* INPUT DATA:
##########
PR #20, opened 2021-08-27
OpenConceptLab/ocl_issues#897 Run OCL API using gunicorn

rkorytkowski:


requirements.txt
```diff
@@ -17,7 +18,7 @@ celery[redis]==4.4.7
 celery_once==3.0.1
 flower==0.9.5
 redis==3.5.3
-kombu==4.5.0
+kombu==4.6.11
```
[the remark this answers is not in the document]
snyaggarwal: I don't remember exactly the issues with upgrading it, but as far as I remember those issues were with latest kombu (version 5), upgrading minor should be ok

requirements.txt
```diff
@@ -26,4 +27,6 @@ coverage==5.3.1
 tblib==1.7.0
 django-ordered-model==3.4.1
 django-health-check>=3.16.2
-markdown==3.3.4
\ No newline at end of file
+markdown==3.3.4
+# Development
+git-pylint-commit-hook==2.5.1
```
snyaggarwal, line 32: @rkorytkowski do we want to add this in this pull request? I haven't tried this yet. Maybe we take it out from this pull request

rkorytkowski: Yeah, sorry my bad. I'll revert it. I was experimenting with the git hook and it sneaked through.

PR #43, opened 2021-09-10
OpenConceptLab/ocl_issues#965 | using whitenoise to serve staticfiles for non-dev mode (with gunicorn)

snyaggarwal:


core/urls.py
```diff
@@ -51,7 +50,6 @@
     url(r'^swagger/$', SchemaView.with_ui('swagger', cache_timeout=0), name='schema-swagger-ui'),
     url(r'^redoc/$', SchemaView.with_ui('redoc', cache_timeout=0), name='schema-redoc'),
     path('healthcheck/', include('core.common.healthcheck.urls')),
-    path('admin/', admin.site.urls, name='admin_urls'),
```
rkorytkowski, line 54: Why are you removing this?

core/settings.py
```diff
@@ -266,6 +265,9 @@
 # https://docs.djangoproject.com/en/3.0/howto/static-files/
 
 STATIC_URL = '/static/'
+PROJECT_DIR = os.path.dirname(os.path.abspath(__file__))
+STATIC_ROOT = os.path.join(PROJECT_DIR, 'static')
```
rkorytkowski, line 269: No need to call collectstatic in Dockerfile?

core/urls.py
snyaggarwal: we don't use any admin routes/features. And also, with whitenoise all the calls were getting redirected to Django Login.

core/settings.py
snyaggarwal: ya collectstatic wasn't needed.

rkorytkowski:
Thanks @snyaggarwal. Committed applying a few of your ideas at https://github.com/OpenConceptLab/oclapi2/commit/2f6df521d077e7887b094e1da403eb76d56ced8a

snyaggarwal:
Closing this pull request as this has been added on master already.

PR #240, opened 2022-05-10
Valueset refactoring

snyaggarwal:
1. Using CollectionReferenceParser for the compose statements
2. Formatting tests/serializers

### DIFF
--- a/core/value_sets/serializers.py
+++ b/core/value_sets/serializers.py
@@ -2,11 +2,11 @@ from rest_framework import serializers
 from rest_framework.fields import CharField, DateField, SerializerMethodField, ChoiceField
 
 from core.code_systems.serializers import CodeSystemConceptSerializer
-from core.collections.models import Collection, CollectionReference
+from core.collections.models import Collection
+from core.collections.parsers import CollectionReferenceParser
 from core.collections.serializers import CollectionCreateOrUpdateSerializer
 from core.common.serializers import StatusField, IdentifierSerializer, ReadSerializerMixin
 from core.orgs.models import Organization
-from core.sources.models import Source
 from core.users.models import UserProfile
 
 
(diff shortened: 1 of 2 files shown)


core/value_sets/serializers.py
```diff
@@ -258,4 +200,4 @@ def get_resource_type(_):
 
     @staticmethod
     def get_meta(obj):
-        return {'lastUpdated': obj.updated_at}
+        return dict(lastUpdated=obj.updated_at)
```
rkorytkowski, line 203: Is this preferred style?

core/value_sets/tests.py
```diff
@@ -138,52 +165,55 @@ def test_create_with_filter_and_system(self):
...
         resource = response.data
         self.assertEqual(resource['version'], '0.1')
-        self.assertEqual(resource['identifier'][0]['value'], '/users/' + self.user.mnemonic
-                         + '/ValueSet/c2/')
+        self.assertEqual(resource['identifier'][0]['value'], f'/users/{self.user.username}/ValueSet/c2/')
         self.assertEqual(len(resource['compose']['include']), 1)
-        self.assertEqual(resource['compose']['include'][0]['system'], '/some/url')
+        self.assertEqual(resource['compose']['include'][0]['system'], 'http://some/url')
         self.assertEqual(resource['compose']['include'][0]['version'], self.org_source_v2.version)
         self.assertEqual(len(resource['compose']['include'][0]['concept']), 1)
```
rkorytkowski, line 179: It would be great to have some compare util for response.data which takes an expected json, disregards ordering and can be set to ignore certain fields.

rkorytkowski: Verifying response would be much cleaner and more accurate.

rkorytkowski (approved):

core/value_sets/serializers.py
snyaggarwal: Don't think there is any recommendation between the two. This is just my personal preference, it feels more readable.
##########
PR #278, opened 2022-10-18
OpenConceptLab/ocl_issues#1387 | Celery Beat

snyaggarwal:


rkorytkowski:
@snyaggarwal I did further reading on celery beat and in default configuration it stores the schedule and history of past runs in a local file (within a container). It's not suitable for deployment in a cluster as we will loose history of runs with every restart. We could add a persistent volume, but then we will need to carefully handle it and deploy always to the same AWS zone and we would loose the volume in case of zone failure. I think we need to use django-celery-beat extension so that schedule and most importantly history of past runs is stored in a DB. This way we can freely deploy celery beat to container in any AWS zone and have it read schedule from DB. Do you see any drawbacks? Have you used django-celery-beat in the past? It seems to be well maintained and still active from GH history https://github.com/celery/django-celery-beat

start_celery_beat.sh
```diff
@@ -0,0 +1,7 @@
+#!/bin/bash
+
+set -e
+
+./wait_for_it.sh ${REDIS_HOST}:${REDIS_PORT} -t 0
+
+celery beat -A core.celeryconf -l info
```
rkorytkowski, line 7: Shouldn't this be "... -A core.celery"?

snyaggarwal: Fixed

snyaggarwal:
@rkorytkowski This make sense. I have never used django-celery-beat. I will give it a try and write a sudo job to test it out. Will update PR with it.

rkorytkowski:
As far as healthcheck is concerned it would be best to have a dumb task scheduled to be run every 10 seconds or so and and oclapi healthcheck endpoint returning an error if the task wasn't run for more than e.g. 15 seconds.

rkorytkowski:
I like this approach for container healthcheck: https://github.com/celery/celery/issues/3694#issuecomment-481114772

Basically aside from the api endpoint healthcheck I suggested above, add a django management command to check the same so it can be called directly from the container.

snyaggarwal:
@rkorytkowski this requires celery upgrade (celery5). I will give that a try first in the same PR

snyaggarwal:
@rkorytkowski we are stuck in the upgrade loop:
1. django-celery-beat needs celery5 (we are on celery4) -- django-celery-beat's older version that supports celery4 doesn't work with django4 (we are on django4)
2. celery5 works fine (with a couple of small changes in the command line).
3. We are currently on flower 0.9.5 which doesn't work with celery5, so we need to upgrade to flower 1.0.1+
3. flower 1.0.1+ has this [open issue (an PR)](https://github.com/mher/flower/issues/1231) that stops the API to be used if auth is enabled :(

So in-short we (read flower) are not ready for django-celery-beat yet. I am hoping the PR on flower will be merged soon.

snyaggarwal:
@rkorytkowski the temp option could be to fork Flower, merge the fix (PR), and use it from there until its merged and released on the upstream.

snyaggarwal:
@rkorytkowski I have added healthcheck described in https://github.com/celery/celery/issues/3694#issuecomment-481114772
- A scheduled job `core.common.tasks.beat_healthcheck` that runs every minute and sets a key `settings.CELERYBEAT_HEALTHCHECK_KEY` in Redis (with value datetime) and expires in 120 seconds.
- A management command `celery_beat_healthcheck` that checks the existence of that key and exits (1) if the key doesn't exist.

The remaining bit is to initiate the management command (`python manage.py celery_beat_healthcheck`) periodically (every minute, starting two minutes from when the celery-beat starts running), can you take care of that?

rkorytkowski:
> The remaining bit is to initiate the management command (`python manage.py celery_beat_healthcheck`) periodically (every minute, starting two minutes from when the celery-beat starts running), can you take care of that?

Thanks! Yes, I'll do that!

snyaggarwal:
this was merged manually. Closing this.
##########
* EXERCISE INSTRUCTIONS:
Above are the entries. Output exactly the lines beginning with the line that has "we are stuck" and ending with the line that has "3. We are currently".

* SOLUTION TO THE EXERCISE:
@rkorytkowski we are stuck in the upgrade loop:
1. django-celery-beat needs celery5 (we are on celery4) -- django-celery-beat's older version that supports celery4 doesn't work with django4 (we are on django4)
2. celery5 works fine (with a couple of small changes in the command line).
3. We are currently on flower 0.9.5 which doesn't work with celery5, so we need to upgrade to flower 1.0.1+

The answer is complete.